== Segment start ==

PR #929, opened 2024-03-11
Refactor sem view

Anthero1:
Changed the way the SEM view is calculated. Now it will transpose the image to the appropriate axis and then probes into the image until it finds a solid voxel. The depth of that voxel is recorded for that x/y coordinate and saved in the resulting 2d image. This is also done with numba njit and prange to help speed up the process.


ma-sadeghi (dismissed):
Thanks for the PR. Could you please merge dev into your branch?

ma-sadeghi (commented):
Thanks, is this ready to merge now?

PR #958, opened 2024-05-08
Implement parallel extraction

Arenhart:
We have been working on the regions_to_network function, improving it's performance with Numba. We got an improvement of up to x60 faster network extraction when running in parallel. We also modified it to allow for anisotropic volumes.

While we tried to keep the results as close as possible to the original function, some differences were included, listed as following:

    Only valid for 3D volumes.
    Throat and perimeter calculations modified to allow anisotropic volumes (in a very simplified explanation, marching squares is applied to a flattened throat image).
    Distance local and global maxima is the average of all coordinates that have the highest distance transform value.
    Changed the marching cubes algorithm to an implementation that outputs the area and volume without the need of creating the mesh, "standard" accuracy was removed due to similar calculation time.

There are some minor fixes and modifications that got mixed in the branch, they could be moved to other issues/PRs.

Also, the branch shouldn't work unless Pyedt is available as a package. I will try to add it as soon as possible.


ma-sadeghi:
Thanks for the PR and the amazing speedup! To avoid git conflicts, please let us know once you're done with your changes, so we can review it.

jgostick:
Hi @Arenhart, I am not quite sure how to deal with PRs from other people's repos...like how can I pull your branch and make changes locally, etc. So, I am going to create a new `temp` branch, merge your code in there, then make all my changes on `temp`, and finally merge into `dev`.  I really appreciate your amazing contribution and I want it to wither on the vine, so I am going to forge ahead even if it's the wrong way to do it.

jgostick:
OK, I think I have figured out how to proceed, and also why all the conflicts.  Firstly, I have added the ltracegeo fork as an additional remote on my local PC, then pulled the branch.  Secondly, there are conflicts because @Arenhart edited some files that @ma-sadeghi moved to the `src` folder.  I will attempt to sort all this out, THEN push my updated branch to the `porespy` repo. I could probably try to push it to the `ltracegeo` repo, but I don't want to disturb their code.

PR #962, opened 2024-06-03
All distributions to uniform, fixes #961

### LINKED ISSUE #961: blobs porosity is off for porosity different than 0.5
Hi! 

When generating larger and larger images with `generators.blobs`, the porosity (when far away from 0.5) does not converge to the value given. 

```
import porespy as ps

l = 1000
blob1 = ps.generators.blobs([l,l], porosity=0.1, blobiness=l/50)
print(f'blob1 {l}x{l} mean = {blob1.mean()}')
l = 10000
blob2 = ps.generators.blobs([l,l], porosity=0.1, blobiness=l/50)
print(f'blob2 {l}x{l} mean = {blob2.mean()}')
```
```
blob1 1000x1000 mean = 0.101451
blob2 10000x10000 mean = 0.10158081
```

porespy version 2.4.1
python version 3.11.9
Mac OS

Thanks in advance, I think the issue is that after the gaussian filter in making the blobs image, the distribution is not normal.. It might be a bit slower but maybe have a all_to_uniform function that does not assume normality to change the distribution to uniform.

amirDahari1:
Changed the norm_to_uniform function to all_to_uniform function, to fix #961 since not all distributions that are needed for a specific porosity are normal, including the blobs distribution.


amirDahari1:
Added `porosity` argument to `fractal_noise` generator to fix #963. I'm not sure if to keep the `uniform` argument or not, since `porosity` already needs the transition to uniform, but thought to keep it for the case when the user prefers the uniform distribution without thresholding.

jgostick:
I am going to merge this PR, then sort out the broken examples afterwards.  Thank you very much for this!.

== Segment end ==

> WHAT NEEDS TO BE DONE
Filter the listing down to the lines holding the word "Changed", and return those.

> SOLUTION TO THE EXERCISE
Changed the way the SEM view is calculated. Now it will transpose the image to the appropriate axis and then probes into the image until it finds a solid voxel. The depth of that voxel is recorded for that x/y coordinate and saved in the resulting 2d image. This is also done with numba njit and prange to help speed up the process.
    Changed the marching cubes algorithm to an implementation that outputs the area and volume without the need of creating the mesh, "standard" accuracy was removed due to similar calculation time.
Changed the norm_to_uniform function to all_to_uniform function, to fix #961 since not all distributions that are needed for a specific porosity are normal, including the blobs distribution.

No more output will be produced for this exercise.